[Items listed in a dataset]
PR #1262, opened 2024-04-29
Remove legacy scalar user bc

timofeymukha:
Basically the title. There seems to be no sense to keep the old pointwise bc as it can be easily replaced by the new one, which also supports GPUs.


njansson (commented):
Fully agree with what has been stated, but removing the point wise apply also removes the possibility of running interactive with pyneko, and have the bc provided by e.g. a notebook

timofeymukha:
> Fully agree with what has been stated, but removing the point wise apply also removes the possibility of running interactive with pyneko, and have the bc provided by e.g. a notebook

Hmm, would it be too far-fetched to say that we could in the future handle most scalar functions with expression parsing from the case file?

njansson:
> > Fully agree with what has been stated, but removing the point wise apply also removes the possibility of running interactive with pyneko, and have the bc provided by e.g. a notebook
> 
> Hmm, would it be too far-fetched to say that we could in the future handle most scalar functions with expression parsing from the case file?

Difficult to say without having some kind of prototype in the pipeline

timofeymukha:
> > > Fully agree with what has been stated, but removing the point wise apply also removes the possibility of running interactive with pyneko, and have the bc provided by e.g. a notebook
> > 
> > 
> > Hmm, would it be too far-fetched to say that we could in the future handle most scalar functions with expression parsing from the case file?
> 
> Difficult to say without having some kind of prototype in the pipeline

Yeah, that's true. Also, a bit difficult to predict with pyneko as there are 0 users, and it is still not really released, right? I'm a bit torn here.

pschlatt1:
if it does not hurt, I would leave simple (as in known from Nek5000) ways of interacting with the field in the code. It is a research code, so people may want to do quick and dirty things at times.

> _Work to be completed_
Take the entries and print them exactly. Keep every line.

> _Written solution_
PR #1262, opened 2024-04-29
Remove legacy scalar user bc

timofeymukha:
Basically the title. There seems to be no sense to keep the old pointwise bc as it can be easily replaced by the new one, which also supports GPUs.


njansson (commented):
Fully agree with what has been stated, but removing the point wise apply also removes the possibility of running interactive with pyneko, and have the bc provided by e.g. a notebook

timofeymukha:
> Fully agree with what has been stated, but removing the point wise apply also removes the possibility of running interactive with pyneko, and have the bc provided by e.g. a notebook

Hmm, would it be too far-fetched to say that we could in the future handle most scalar functions with expression parsing from the case file?

njansson:
> > Fully agree with what has been stated, but removing the point wise apply also removes the possibility of running interactive with pyneko, and have the bc provided by e.g. a notebook
> 
> Hmm, would it be too far-fetched to say that we could in the future handle most scalar functions with expression parsing from the case file?

Difficult to say without having some kind of prototype in the pipeline

timofeymukha:
> > > Fully agree with what has been stated, but removing the point wise apply also removes the possibility of running interactive with pyneko, and have the bc provided by e.g. a notebook
> > 
> > 
> > Hmm, would it be too far-fetched to say that we could in the future handle most scalar functions with expression parsing from the case file?
> 
> Difficult to say without having some kind of prototype in the pipeline

Yeah, that's true. Also, a bit difficult to predict with pyneko as there are 0 users, and it is still not really released, right? I'm a bit torn here.

pschlatt1:
if it does not hurt, I would leave simple (as in known from Nek5000) ways of interacting with the field in the code. It is a research code, so people may want to do quick and dirty things at times.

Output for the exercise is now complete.